Task:
Identify each line below that contains the word "return", and copy it out.
-- Opening Marker --
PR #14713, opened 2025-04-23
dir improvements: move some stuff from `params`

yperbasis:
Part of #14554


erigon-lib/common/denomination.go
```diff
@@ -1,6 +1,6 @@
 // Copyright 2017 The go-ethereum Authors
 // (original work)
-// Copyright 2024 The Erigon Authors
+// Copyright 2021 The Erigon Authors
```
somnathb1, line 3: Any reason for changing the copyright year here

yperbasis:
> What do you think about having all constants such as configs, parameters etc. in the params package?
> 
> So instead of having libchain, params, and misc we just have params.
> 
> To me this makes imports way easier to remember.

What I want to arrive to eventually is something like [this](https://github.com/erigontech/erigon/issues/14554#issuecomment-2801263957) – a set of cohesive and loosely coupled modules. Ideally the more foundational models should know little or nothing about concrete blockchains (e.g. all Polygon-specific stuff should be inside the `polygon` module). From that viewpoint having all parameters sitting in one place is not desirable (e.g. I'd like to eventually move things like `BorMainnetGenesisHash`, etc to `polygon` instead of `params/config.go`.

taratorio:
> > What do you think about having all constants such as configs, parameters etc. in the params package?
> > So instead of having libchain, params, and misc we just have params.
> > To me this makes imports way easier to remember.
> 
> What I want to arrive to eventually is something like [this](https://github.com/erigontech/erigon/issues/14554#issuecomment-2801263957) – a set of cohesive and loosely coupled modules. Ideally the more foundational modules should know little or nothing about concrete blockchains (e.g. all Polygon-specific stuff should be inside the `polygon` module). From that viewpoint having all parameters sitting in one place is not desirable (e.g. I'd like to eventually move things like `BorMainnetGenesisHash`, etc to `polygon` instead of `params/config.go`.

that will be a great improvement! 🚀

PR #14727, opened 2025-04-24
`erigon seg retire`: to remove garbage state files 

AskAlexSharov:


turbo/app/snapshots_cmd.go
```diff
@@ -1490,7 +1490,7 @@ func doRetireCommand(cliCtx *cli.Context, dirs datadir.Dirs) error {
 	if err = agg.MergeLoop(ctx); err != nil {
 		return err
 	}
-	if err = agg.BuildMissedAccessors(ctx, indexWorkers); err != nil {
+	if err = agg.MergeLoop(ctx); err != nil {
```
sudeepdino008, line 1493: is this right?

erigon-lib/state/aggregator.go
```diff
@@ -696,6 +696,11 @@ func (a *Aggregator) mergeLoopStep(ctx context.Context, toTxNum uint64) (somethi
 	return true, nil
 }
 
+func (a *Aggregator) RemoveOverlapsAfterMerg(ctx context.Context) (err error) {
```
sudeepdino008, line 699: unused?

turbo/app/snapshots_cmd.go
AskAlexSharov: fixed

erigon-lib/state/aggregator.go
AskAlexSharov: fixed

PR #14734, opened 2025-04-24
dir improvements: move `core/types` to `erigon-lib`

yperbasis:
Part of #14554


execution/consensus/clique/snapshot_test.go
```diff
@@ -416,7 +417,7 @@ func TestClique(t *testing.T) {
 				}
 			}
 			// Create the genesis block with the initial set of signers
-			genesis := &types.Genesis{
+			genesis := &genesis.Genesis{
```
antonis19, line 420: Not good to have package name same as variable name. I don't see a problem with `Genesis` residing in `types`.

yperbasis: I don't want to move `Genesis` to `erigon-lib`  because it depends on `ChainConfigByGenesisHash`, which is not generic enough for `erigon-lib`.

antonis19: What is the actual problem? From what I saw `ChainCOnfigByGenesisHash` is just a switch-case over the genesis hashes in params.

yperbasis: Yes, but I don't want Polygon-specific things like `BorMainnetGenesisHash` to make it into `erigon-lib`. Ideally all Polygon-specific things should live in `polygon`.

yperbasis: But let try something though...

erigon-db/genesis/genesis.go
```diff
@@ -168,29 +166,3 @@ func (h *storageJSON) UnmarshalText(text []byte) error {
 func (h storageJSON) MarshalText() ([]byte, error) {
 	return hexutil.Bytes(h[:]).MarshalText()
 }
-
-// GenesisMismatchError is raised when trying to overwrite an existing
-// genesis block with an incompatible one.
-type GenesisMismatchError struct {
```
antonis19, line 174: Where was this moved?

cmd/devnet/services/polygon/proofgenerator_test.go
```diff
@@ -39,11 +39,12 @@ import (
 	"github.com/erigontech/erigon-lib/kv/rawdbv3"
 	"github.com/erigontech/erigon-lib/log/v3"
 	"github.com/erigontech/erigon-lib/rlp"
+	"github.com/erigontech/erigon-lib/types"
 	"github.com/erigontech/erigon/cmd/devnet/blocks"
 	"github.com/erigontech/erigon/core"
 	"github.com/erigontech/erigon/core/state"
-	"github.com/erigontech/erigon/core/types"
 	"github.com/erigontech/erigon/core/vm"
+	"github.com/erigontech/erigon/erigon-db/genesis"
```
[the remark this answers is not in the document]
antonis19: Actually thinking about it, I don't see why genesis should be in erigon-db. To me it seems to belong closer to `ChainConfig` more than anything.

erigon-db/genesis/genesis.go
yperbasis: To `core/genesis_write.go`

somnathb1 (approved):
-- Closing Marker --
-- Opening Marker --
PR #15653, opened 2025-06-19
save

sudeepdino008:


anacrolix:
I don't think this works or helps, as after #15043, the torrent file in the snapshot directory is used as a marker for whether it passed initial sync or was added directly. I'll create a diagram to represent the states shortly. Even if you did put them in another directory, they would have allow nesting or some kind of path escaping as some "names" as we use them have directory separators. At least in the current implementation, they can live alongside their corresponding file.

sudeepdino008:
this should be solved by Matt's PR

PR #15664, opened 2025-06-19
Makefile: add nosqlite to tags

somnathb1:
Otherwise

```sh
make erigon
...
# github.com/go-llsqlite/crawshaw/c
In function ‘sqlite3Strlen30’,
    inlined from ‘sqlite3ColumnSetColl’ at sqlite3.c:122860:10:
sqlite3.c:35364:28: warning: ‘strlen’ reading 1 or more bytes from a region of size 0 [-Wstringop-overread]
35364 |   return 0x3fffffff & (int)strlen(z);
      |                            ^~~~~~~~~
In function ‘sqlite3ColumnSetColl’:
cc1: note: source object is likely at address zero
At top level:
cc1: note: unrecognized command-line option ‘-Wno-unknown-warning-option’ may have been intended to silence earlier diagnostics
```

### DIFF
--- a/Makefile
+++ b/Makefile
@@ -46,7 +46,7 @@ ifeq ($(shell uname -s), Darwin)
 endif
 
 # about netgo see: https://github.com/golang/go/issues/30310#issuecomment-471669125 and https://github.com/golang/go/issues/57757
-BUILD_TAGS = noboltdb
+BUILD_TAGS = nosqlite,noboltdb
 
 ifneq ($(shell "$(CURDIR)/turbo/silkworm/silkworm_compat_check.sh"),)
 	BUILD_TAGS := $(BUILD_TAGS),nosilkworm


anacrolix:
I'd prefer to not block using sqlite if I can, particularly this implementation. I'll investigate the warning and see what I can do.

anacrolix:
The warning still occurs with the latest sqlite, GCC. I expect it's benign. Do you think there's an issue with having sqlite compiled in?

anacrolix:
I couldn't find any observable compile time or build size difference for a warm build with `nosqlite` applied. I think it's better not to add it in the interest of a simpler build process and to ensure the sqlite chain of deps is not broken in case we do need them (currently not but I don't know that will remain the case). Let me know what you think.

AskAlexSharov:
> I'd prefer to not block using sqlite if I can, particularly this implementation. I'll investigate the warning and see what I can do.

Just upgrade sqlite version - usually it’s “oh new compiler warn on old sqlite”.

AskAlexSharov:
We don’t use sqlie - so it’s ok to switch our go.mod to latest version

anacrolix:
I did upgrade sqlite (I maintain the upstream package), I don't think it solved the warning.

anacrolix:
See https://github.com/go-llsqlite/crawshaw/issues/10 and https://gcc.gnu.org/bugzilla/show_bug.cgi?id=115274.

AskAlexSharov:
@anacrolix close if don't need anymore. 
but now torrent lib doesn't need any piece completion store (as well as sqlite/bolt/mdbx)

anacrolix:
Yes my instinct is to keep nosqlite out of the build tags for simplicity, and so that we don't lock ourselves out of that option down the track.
-- Closing Marker --
Problem solution:
 		return err
 	return true, nil
 	return hexutil.Bytes(h[:]).MarshalText()
35364 |   return 0x3fffffff & (int)strlen(z);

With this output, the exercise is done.